Wavelets and curvelets restore images

Jan. 1, 2002
For more than 100 years, mathematicians have used the Fourier transform to decompose arbitrary functions into a basis function set of sine and cosine.

For more than 100 years, mathematicians have used the Fourier transform to decompose arbitrary functions into a basis function set of sine and cosine. With this capability, the Fourier transform finds many uses in determining the frequency and power spectrums of time-varying signals. Unfortunately, by using sine and cosine functions as its basis functions, the Fourier transform assumes that the signal being decomposed is both periodic and of infinite length. Therefore, it cannot easily represent sharp transient signals that are not periodic.

In image processing, this limitation has led to the use of wavelet transforms as an alternative means to analyze, compress, and enhance images. Indeed, the inclusion of wavelet-based compression in the latest JPEG-2000 standard attests to the success of this relatively new mathematical discipline.

Despite the success of wavelet transforms in some imaging applications, many images contain features that are not conducive to wavelet operations. In noisy images that contain elongated patterns or structures, for example, wavelet transforms may not be capable of detecting these images.
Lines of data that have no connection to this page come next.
PR #1299, opened 2019-09-05
[WIP] NuCypher ConnectNative Firefox Extension 

vepkenez:
* extracted from Demo and rebased on master
* An install script!
* A readme!
* Status check to tell you if it's installed correctly

requires #1555

PR #1555, opened 2020-01-05
Refactor Specifications/Serializers

vepkenez:
* refactors code around input and output specifications and serializers
* removes 100+ lines of controllers/serializers code
* adds new declarative format for io specification using py-marshmallow
* adds improved validation for different datatypes
* additional extensibility to validate keys, treasure maps, message kits etc.
* allows for specifications to indicate type which enables better connect native integration as well as improved compatibility with REST/OPTIONS interfaces
* required by #1299


nucypher/characters/control/specifications/fields/__init__.py
```diff
@@ -0,0 +1,9 @@
+from marshmallow import fields
+from .key import *
+from .treasuremap import *
+from .messagekit import *
+from .datetime import *
+from .label import *
```
derekpierre: Should we just add all field type definitions to the same `fields.py` file instead of one per file? Would that save us from needing this code?

nucypher/characters/control/specifications/fields/messagekit.py
```diff
@@ -0,0 +1,15 @@
...
+class MessageKitField(fields.Field):
+
+    def _serialize(self, value, attr, obj, **kwargs):
+        return b64encode(bytes(value)).decode()
+
+    def _deserialize(self, value, attr, data, **kwargs):
+        if isinstance(value, bytes):
+            return value
+        return b64decode(value)
+
```
derekpierre: How come `MessageKit` isn't validated? i.e. `def _validate(...)`

nucypher/characters/control/specifications/fields/treasuremap.py
```diff
@@ -0,0 +1,12 @@
...
+from base64 import b64decode, b64encode
+
+class TreasureMapField(fields.Field):
+
+    def _serialize(self, value, attr, obj, **kwargs):
+        return b64encode(bytes(value)).decode()
+
+    def _deserialize(self, value, attr, data, **kwargs):
+        return b64decode(value)
+
```
derekpierre: Same question as `MessageKit`: 

How come TreasureMap isn't validated? i.e. def _validate(...)

nucypher/characters/control/specifications/enrico.py
```diff
@@ -0,0 +1,11 @@
+from .fields import fields
+from .base import BaseSchema
+
+class EncryptMessage(BaseSchema):
+
+    message = fields.Str(required=True, load_only=True)
+    message_kit = fields.MessageKit(dump_only=True)
+    signature = fields.Key(dump_only=True) # maybe we need a signature field?
```
derekpierre: I would think that the Signature is different from a Key...

nucypher/characters/control/specifications/bob.py
```diff
@@ -0,0 +1,31 @@
...
+    # but bob.join_policy outputs {'policy_encrypting_key': 'OK'}
+
+
+class Retrieve(BaseSchema):
+    label = fields.Label(required=True, load_only=True)
+    policy_encrypting_key = fields.Key(required=True, load_only=True)
+    alice_verifying_key = fields.Key(required=True, load_only=True, )
+    message_kit = fields.MessageKit(required=True, load_only=True)
+
+    cleartexts = fields.List(fields.Str(), dump_only=True)
```
derekpierre: This output is base64 though, right?

nucypher/characters/control/specifications/fields/messagekit.py
```diff
@@ -0,0 +1,15 @@
+from marshmallow import fields
+from base64 import b64decode, b64encode
+
+
+class MessageKitField(fields.Field):
```
derekpierre: I guess this is really `UmbralMessageKit` unless you intend to use the same field type for `RevocationKit`...?

nucypher/characters/control/interfaces.py
```diff
@@ -185,7 +190,7 @@ def join_policy(self, label: bytes, alice_verifying_key: bytes):
         Character control endpoint for joining a policy on the network.
         """
         self.bob.join_policy(label=label, alice_verifying_key=alice_verifying_key)
-        response = dict()  # {'policy_encrypting_key': ''}  # FIXME
+        response = {'policy_encrypting_key': 'OK'}  # FIXME
```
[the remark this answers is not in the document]
vepkenez: yeah, I didn't do that, just moved it.  I think it's because `bob.join_policy` doesn't output anything useful and maybe that's a big project.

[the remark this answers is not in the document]
vepkenez: Oh, and I just maintained it because the tests are testing for it.  I'm not changing the tests(yet).

nucypher/characters/control/controllers.py
```diff
@@ -37,122 +38,93 @@ class CharacterControllerBase(ABC):
...
         self.emitter = self._emitter_class()
-        self.emitter.transport_serializer = self.serializer
 
         # Disables request & response serialization
         self.serialize = serialize
 
+    def get_serializer(self, interface_name: str):
+        return self.specification.get_serializer(inteface_name)
+
+    def _perform_action(self, action: str, request: dict) -> dict:
```
mswilkison: 👏

nucypher/characters/control/controllers.py
```diff
@@ -37,122 +38,93 @@ class CharacterControllerBase(ABC):
...
     @character_control_interface
     def decrypt(self, request: dict):
-        result = super().decrypt(**self.serializer.load_decrypt_input(request=request))
-        response_data = self.serializer.dump_decrypt_output(response=result)
-        return response_data
+        return self._perform_action('decrypt', request)
 
     @character_control_interface
     def public_keys(self, request):
-        """
```
mswilkison: Should we keep the docstrings? (same question for other occurences)

nucypher/characters/control/specifications/exceptions.py
```diff
@@ -0,0 +1,11 @@
+class SpecificationError(ValueError):
+        """The protocol request is completely unusable"""
```
mswilkison:
```suggestion
    """The protocol request is completely unusable"""
```

nucypher/characters/control/specifications/exceptions.py
```diff
@@ -0,0 +1,11 @@
...
+
+class MissingField(SpecificationError):
+    """The protocol request can be deserialized by is missing required fields"""
+
+class InvalidInputField(SpecificationError):
+    """Response data does not match the output specification"""
```
mswilkison:
```suggestion
    """Response data does not match the input specification"""
```

nucypher/characters/control/specifications/exceptions.py
```diff
@@ -0,0 +1,11 @@
+class SpecificationError(ValueError):
+        """The protocol request is completely unusable"""
+
+class MissingField(SpecificationError):
+    """The protocol request can be deserialized by is missing required fields"""
```
mswilkison:
```suggestion
    """The protocol request cannot be deserialized because it is missing required fields"""
```

nucypher/characters/control/specifications/fields/label.py
```diff
@@ -0,0 +1,16 @@
...
+    def _serialize(self, value, attr, obj, **kwargs):
+        return value.decode('utf-8')
+
+    def _deserialize(self, value, attr, data, **kwargs):
+        if isinstance(value, bytes):
+            return value
+        return value.encode()
+
+    def _validate(self, value):
+        return True
```
mswilkison: Is some validation logic supposed to happen here?

nucypher/characters/control/specifications/fields/messagekit.py
```diff
@@ -0,0 +1,24 @@
+from typing import Union
```
mswilkison: Unused import

```suggestion
```

tests/characters/test_specifications.py
```diff
@@ -0,0 +1,13 @@
+import pytest
+from nucypher.characters.control.specifications import AliceSpecification
+from nucypher.characters.control.specifications.exceptions import SpecificationError
+
+
+def test_alice_spec_validate(federated_alice, federated_bob):
```
mswilkison: Test other character specs too?

nucypher/characters/control/specifications/fields/datetime.py
```diff
@@ -0,0 +1,12 @@
...
+from nucypher.characters.control.specifications.fields.base import BaseField
+
+
+class DateTime(BaseField, fields.Field):
+
+    def _serialize(self, value, attr, obj, **kwargs):
+        return value.iso8601()
+
+    def _deserialize(self, value, attr, data, **kwargs):
+        return maya.MayaDT.from_iso8601(iso8601_string=value)
```
derekpierre: I'm unsure, but would a validate function here help? i.e. catch invalid input earlier or is it just redundant since you would use Maya for the validation anyway? What's the code path for `_validate`?

nucypher/characters/control/specifications/bob.py
```diff
@@ -0,0 +1,26 @@
...
+    # but bob.join_policy outputs {'policy_encrypting_key': 'OK'}
+
+
+class Retrieve(BaseSchema):
+    label = fields.Label(required=True, load_only=True)
+    policy_encrypting_key = fields.Key(required=True, load_only=True)
+    alice_verifying_key = fields.Key(required=True, load_only=True, )
+    message_kit = fields.UmbralMessageKit(required=True, load_only=True)
+
+    cleartexts = fields.List(fields.Cleartext(), dump_only=True)
```
derekpierre: 👍

nucypher/characters/control/interfaces.py
```diff
@@ -103,6 +107,7 @@ def grant(self,
               n: int,
               expiration: maya.MayaDT,
               value: int = None,
+              first_period_reward: int = None,
```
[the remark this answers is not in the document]
michwill: Yes, I think this parameter got removed

nucypher/characters/control/specifications/fields/datetime.py
vepkenez: Yeah, the _validate runs on the  _output_ Of the _deserialize anyway so it would have failed.  It would be more to check that the date itself met some characteristic.

nucypher/characters/control/specifications/fields/treasuremap.py
```diff
@@ -0,0 +1,30 @@
...
+class TreasureMap(BaseField, fields.Field):
+
+    def _serialize(self, value, attr, obj, **kwargs):
+        return b64encode(bytes(value)).decode()
+
+    def _deserialize(self, value, attr, data, **kwargs):
+        return b64decode(value)
+
+    def _validate(self, value):
```
derekpierre: Can validate here simply be (?)

```python
try:
    treasure_map = TreasureMap.from_bytes(value):
    return True
except:
    return False
```

I'm unsure whether the `verify` kwarg for `from_bytes` can remain as `True` (default) or needs to be set to `False`.

vepkenez: Yes, I'd love it if that worked but unfortunately importing `nucypher.policy.collections.Treasuremap` causes a circular import since Bob is imported into that same file... which I think should maybe be a TODO but maybe there is some reason I'm not aware of.

vepkenez:
> Unsure how I feel about the CLI integration - a bit of indirection - need to think a bit more about it.

I agree @derekpierre.  It's not ideal.  It was better before the cleanup-options PR.  I think in the long run, the path is going to be to remove some of the complexity and have all of the CLI options be specified through similar schemas so it will actually be very simple.  

so instead of 
```
alice_verifying_key = fields.Key(
         load_only=True, required=True,
         click=click.option(
             '--alice-verifying-key',
             help="Alice's verifying key as a hexadecimal string",
             required=True, type=click.STRING,))
```

we'll have
```
alice_verifying_key = fields.Key(load_only=True, required=True, help="Alice's verifying key as a hexadecimal string")
```
And then the click stuff would be generated from that. 
Because of the recent changes that happened concurrently to the work in this PR, I just folded it in in a way that would provide exactly matching results.

@KPrasch and I are planning to expand this concept to move most of the ad-hoc code that lives in the cli files into interfaces that can then be accessed through any entry point... but later.

KPrasch:
Rebased over `1234006780ad00952629b5825398625a0428319e`

nucypher/characters/control/interfaces.py
```diff
@@ -1,59 +1,31 @@
...
-        # Validate response
-        instance.validate_response(response=response, interface_name=interface_name)
+    def callable(func):
+        func._schema = schema()
 
-        # Record duration
-        responding = maya.now()
-        duration = responding - received
+        @functools.wraps(func)
+        def wrapped(*args, **kwargs):
```
KPrasch: This inner wrapper does not do anything?

nucypher/characters/control/interfaces.py
```diff
@@ -62,13 +34,27 @@ def __init__(self, character=None, *args, **kwargs):
         self.character = character
         super().__init__(*args, **kwargs)
 
+    @classmethod
+    def connect_cli(cls, action):
```
KPrasch: A comment here in is sorely needed.

nucypher/characters/control/controllers.py
```diff
@@ -178,27 +71,60 @@ def __init__(self,
         # Internals
         self._transport = None
 
-        # Hard-wire the character's output flow to the Emitter
-        self._internal_controller = character_controller
-        self._internal_controller.emitter = self.emitter
+        self.interface = interface
+
+        def set_method(name):
```
KPrasch: Needs follow up for deeper integration IMO - perhaps move to a method explaining the polymorphic approach and implicit routing implicitly occurring here.   I think this can be named `self.bind_interface()`

nucypher/characters/control/controllers.py
```diff
@@ -178,27 +71,60 @@ def __init__(self,
...
+
+            def wrapper(request=None, **kwargs):
+                request = request or kwargs
```
KPrasch: This is a shim for optionally passing kwargs to a controller rather than a dictionary (unsupported behaviors), which needs to be more formally enforced.

nucypher/characters/control/controllers.py
```diff
@@ -178,27 +71,60 @@ def __init__(self,
...
 
-        super().__init__(control_serializer=self._internal_controller.serializer)
+        for method_name in self._get_interfaces().keys():
+            set_method(method_name)
+
+        super().__init__(*args, **kwargs)
 
         self.log = Logger(app_name)
 
+    def _get_interfaces(self):
```
KPrasch: Let's embed this method on a base class of `Interfaces`

nucypher/characters/control/controllers.py
```diff
@@ -178,27 +71,60 @@ def __init__(self,
...
+        return {
+            name: method for name, method in
+            inspect.getmembers(
+                self.interface,
+                predicate=inspect.ismethod)
+            if hasattr(method, '_schema')
```
KPrasch: Perhaps move the suffix to somewhere more conspicuous like a class level variable `Interface.PREDICATE`.

nucypher/characters/control/controllers.py
```diff
@@ -178,27 +71,60 @@ def __init__(self,
...
     def test_client(self):
         return NotImplemented
 
 
+class CLIController(CharacterControlServer):
+
+    _emitter_class = StdoutEmitter
+
+    def make_control_transport(self):
+        return
```
KPrasch: Seems awkward to disable this method, perhaps indicating additional refactoring needed to fully realize the critique of this PR.

nucypher/cli/options.py
```diff
@@ -53,6 +51,9 @@
 option_teacher_uri = click.option('--teacher', 'teacher_uri', help="An Ursula URI to start learning from (seednode)", type=click.STRING)
 _option_middleware = click.option('-Z', '--mock-networking', help="Use in-memory transport instead of networking", count=True)
 
+# Avoid circular input
```
KPrasch: This is not a common option - So this is just a semi-temporary location for this flag until the full refactor can be performed.

tests/characters/control/blockchain/test_rpc_control_blockchain.py
```diff
@@ -56,6 +63,14 @@ def test_alice_rpc_character_control_create_policy(alice_rpc_test_client, create
         assert rpc_response.success is True
         assert rpc_response.id == response_id
 
+def test_alice_rpc_character_control_bad_input(alice_rpc_test_client, create_policy_control_request):
```
derekpierre: do we only test bad input for alice? what about others?

nucypher/characters/control/specifications/alice.py
```diff
@@ -36,9 +39,26 @@ class PolicyBaseSchema(BaseSchema):
...
+    )
+
     # output
     policy_encrypting_key = fields.Key(dump_only=True)
 
+    @validates_schema
+    def check_n_gte_m(self, data, **kwargs):
+        # ensure that n is greater than or equal to m
+        if not data['n'] >= data['m']:
+            raise InvalidArgumentCombo
```
derekpierre: We should be descriptive here i.e. include the reason text.

nucypher/characters/control/specifications/alice.py
```diff
@@ -36,9 +39,26 @@ class PolicyBaseSchema(BaseSchema):
...
+    rate = fields.Wei(
+        load_only=True,
+        required=False,
+        click=options.option_rate
+    )
+
     # output
     policy_encrypting_key = fields.Key(dump_only=True)
 
+    @validates_schema
```
derekpierre: 👍 - it's cool that all of the validation logic does not have to be done in one function.

tests/characters/test_specifications.py
```diff
@@ -1,10 +1,50 @@
...
+    result = GrantPolicy().load(data)
+    assert result['label'] == b'cats the animal'
+
+    # validate that m > n fails validation
+    data['m'] = data['n'] + 19
     with pytest.raises(SpecificationError) as e:
-        _result = CreatePolicy().load(dict())
+        GrantPolicy().load(data)
+
+    breakpoint()
```
derekpierre:
```suggestion
```

vepkenez: heh. yeah :|

tests/characters/control/blockchain/test_rpc_control_blockchain.py
vepkenez: It's not really in this PR's scope for me to write tests for every single character's input.  I'm just testing the implementation.  The code paths are the same for all the other characters so this test covers all of them to some degree.

nucypher/characters/lawful.py
```diff
@@ -384,64 +374,55 @@ def public_keys():
...
 
         @alice_flask_control.route('/derive_policy_encrypting_key/<label>', methods=['POST'])
         def derive_policy_encrypting_key(label) -> Response:
             """
             Character control endpoint for deriving a policy encrypting given a unicode label.
             """
-            response = controller(interface=controller._internal_controller.derive_policy_encrypting_key,
-                                  control_request=request,
-                                  label=label)
+            response = controller(method_name='derive_policy_encrypting_key', control_request=request, label=label)
```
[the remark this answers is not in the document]
vepkenez: This is some vestigial thing left over from the web controller maybe...  I'm just keeping it as is.

tests/characters/control/blockchain/test_rpc_control_blockchain.py
derekpierre: It feels like our list of follow-ups to this PR is growing. If not done already, perhaps creating and linking follow-up issue(s) would be best.
1. CLI parameter thing we talked about during the walkthrough
2. Expanded character tests, or modifying the tests to be generic/repeatable for other character specifications.

derekpierre:
@KPrasch , @vepkenez : The following comment is hindering me from approving this PR: https://github.com/nucypher/nucypher/pull/1555/files#r363467150 - any thoughts there? Perhaps I'm mistaken? Once resolved I'll approve.

nucypher/characters/base.py
```diff
@@ -116,7 +116,9 @@ def __init__(self,
 
         #
         # Operating Mode
-
+        if hasattr(self, '_interface_class'):  # TODO: have argument about meaning of 'lawful'
+            #                                         and whether maybe only Lawful characters have an interface
+            self.interface = self._interface_class(character=self)
```
KPrasch: This is only needed when using a controller, consider moving this out of init to prevent interface creation for characters that use just the plain python API.

nucypher/characters/control/interfaces.py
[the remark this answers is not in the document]
KPrasch: #1459 is already merged into matster, so if this PR is currently based over the latest, and this variable is unused within this function it can be safely removed.

nucypher/characters/control/interfaces.py
```diff
@@ -171,29 +162,28 @@ def decrypt(self, label: bytes, message_kit: bytes) -> dict:
...
 
+    @attach_schema(bob.JoinPolicy)
     def join_policy(self, label: bytes, alice_verifying_key: bytes):
         """
         Character control endpoint for joining a policy on the network.
         """
-        self.bob.join_policy(label=label, alice_verifying_key=alice_verifying_key)
-        response = dict()  # {'policy_encrypting_key': ''}  # FIXME
+        self.character.join_policy(label=label, alice_verifying_key=alice_verifying_key)
+        response = {'policy_encrypting_key': 'OK'}  # FIXME
```
KPrasch: Do we have the PEK from the result of the above call?

nucypher/characters/control/specifications/alice.py
KPrasch: Continued scoping: Handle errors and error output via `Emitters`

nucypher/characters/control/specifications/exceptions.py
```diff
@@ -0,0 +1,14 @@
...
+class MissingField(SpecificationError):
+    """The protocol request cannot be deserialized because it is missing required fields"""
+
+class InvalidInputField(SpecificationError):
+    """Response data does not match the input specification"""
+
+class InvalidOutputField(SpecificationError):
+    """Response data does not match the output specification"""
+
+class InvalidArgumentCombo(SpecificationError):
```
jMyles: This is interesting.  We've often discussed how to formalize "xor" arguments - we have different mutually exclusivity logic in different parts of the codebase.  Perhaps this is the beginning of something normal.

nucypher/characters/base.py
```diff
@@ -515,11 +517,20 @@ def _set_checksum_address(self):
 
         self._checksum_address = public_address
 
-    def make_rpc_controller(drone, crash_on_error: bool = False):
-        app_name = bytes(drone.stamp).hex()[:6]
+    def make_rpc_controller(self, crash_on_error: bool = False):
```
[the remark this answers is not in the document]
tuxxy: This. I really enjoyed reading `drone` as it made a lot of sense when reading.

nucypher/characters/control/emitters.py
```diff
@@ -232,10 +237,8 @@ def exception(drone_character,
             raise e
         return drone_character.sink(str(e), status=response_code)
 
-    def ipc(drone_character, response, request_id, duration) -> Response:
-        assembled_response = drone_character.assemble_response(response=response,
-                                                               request_id=request_id,
-                                                               duration=duration)
+    def respond(drone_character, response) -> Response:
```
tuxxy: Solid rename. :+1:

nucypher/characters/lawful.py
```diff
@@ -136,7 +136,7 @@ def __init__(self,
                                             checksum_address=checksum_address)
 
         if is_me and controller:
-            self.controller = self._controller_class(alice=self)
+            self.make_cli_controller()
```
tuxxy: I really like how this evolved. :+1:

nucypher/characters/control/specifications/alice.py
```diff
@@ -0,0 +1,121 @@
...
+
+    @validates_schema
+    def check_n_gte_m(self, data, **kwargs):
+        # ensure that n is greater than or equal to m
+        if not data['n'] >= data['m']:
+            raise InvalidArgumentCombo("N must be greater than or equal to M")
+
+    @validates_schema
+    def check_rate_or_value_not_both(self, data, **kwargs):
+        if data.get('rate') and data.get('value'):
```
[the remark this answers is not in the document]
vepkenez: hmm maybe.  I'll make that change!

tests/characters/test_specifications.py
```diff
@@ -0,0 +1,48 @@
...
+
+    # remove value and now it works
+    del data['value']
+    result = GrantPolicy().load(data)
+    assert result['label'] == b'cats the animal'
+
+    # validate that m > n fails validation
+    data['m'] = data['n'] + 19
+    with pytest.raises(SpecificationError) as e:
+        GrantPolicy().load(data)
```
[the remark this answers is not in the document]
vepkenez: yes this test is testing the specification validation, not the granting.

nucypher/characters/control/specifications/fields/label.py
cygnusv: > Is some validation logic supposed to happen here?

Do we want to accept empty labels (`""`)? Are there other encodings that are outside UTF8?

nucypher/characters/control/specifications/fields/misc.py
```diff
@@ -0,0 +1,34 @@
...
+
+class String(BaseField, fields.String):
+    pass
+
+
+class List(BaseField, fields.List):
+    pass
+
+
+class Integer(BaseField, fields.Integer):
```
cygnusv: I'd create a PositiveInteger subclass with a `_validate()`, as most (all?) integer fields are actually intended to be positive.

nucypher/characters/control/specifications/fields/treasuremap.py
```diff
@@ -0,0 +1,30 @@
...
+        # TODO: we don't currently accept any treasuremap as input so this is not
+        # used.
```
cygnusv: This is going to change in birdcage. Should this PR be prepared for that? Unless @jmyles has already done this there.

nucypher/cli/commands/alice.py
```diff
@@ -393,7 +384,7 @@ def grant(general_config,
         if any((value, rate)):
             raise click.BadOptionUsage(option_name="--value, --rate",
                                        message="Can't use --value or --rate with a federated Alice.")
-    elif not (bool(value) ^ bool(rate)):
+    if bool(value) and bool(rate):
```
cygnusv: Why this change? Now it misses when `bool(value)==False` and `bool(rate)==False`

cygnusv:
Also, I think the commit history in this PR could be cleaner. For example, there are several commits that can be easily squashed.

nucypher/characters/control/specifications/fields/misc.py
vepkenez: already done.  next push!

derekpierre:
I agree with @cygnusv that some commits can probably be squashed for a cleaner history.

To overcome this limitation, Jean-Luc Starck of the Astrophysics Service of CEA/Saclay (Gif-sur-Yvette, France) and his colleagues at Stanford University (Stanford, CA) and the California Institute of Technology (Pasadena, CA) have developed two new multiscale representation systems called ridgelets and curvelets. When combined with traditional wavelet methods, these functions have been used to substantially improve noise removal within images.

Ridgelets and curvelets are mathematical functions that exhibit very high directional sensitivity. Essentially, as Starck points out, ridgelet-based analysis can be understood as wavelet analysis in the Radon domain (see figure). The Radon transform changes two-dimensional images that contains lines into a domain of possible line parameters, where each line in the image yields a peak positioned at the corresponding line parameter. The ridgelet transform then applies a one-dimensional wavelet transform to the slices of the Radon transform where the angular variable is constant and time is varying.

In practice, the ridgelet transform can only be used to find lines that are the size of the image. To detect line segments, the image must be decomposed into a set of blocks and the ridgelet transform applied to each block. Although wavelets are not good at restoring long edges within images, curvelets are also challenged when images have small features within them. However, if curvelet and wavelet transforms are combined, they become more effective in restoring noisy images. To demonstrate this, a noisy image was filtered by a wavelet transform, a curvelet transform, and a combined transform. Results showed that by using the combined transform, the resultant image was free of many of the image artifacts associated with typical image-filtering methods.